=== Record set ===

PR #51, opened 2016-07-25
Add BOOT_MODE to hardware tests

tweksteen:
Add the BOOT_MODE attribute for hardware tests to probe and filter the platform depending on the boot mode: UEFI or Legacy.


c7zero:
Suggest renaming "bios_version" to "firmware_version"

===

Retype every line of the data, keeping each one exactly as it is.

**Answer box**
PR #51, opened 2016-07-25
Add BOOT_MODE to hardware tests

tweksteen:
Add the BOOT_MODE attribute for hardware tests to probe and filter the platform depending on the boot mode: UEFI or Legacy.


c7zero:
Suggest renaming "bios_version" to "firmware_version"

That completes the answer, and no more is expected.